* [What you have to do]
The entries below are to be reproduced in full, exactly as written.

Extracted records:
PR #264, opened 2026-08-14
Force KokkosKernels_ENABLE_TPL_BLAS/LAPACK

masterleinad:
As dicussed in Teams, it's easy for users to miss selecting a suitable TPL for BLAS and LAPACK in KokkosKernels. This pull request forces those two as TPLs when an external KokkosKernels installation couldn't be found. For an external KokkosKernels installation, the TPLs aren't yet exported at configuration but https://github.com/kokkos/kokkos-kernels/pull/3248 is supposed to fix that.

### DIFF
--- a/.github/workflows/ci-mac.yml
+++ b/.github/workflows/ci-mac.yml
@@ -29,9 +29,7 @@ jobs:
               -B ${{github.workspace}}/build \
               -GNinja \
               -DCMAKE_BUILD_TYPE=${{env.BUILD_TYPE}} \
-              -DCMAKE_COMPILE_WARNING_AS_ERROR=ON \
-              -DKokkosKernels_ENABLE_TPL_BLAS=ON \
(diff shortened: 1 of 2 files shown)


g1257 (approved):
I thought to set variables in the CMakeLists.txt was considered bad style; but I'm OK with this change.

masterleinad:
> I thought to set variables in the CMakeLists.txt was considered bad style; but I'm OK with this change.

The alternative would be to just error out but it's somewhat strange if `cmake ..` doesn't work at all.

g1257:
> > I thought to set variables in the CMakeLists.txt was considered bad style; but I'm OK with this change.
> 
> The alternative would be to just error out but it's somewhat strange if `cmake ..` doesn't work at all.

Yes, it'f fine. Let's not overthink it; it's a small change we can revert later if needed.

* [Answer for the task]
PR #264, opened 2026-08-14
Force KokkosKernels_ENABLE_TPL_BLAS/LAPACK

masterleinad:
As dicussed in Teams, it's easy for users to miss selecting a suitable TPL for BLAS and LAPACK in KokkosKernels. This pull request forces those two as TPLs when an external KokkosKernels installation couldn't be found. For an external KokkosKernels installation, the TPLs aren't yet exported at configuration but https://github.com/kokkos/kokkos-kernels/pull/3248 is supposed to fix that.

### DIFF
--- a/.github/workflows/ci-mac.yml
+++ b/.github/workflows/ci-mac.yml
@@ -29,9 +29,7 @@ jobs:
               -B ${{github.workspace}}/build \
               -GNinja \
               -DCMAKE_BUILD_TYPE=${{env.BUILD_TYPE}} \
-              -DCMAKE_COMPILE_WARNING_AS_ERROR=ON \
-              -DKokkosKernels_ENABLE_TPL_BLAS=ON \
(diff shortened: 1 of 2 files shown)


g1257 (approved):
I thought to set variables in the CMakeLists.txt was considered bad style; but I'm OK with this change.

masterleinad:
> I thought to set variables in the CMakeLists.txt was considered bad style; but I'm OK with this change.

The alternative would be to just error out but it's somewhat strange if `cmake ..` doesn't work at all.

g1257:
> > I thought to set variables in the CMakeLists.txt was considered bad style; but I'm OK with this change.
> 
> The alternative would be to just error out but it's somewhat strange if `cmake ..` doesn't work at all.

Yes, it'f fine. Let's not overthink it; it's a small change we can revert later if needed.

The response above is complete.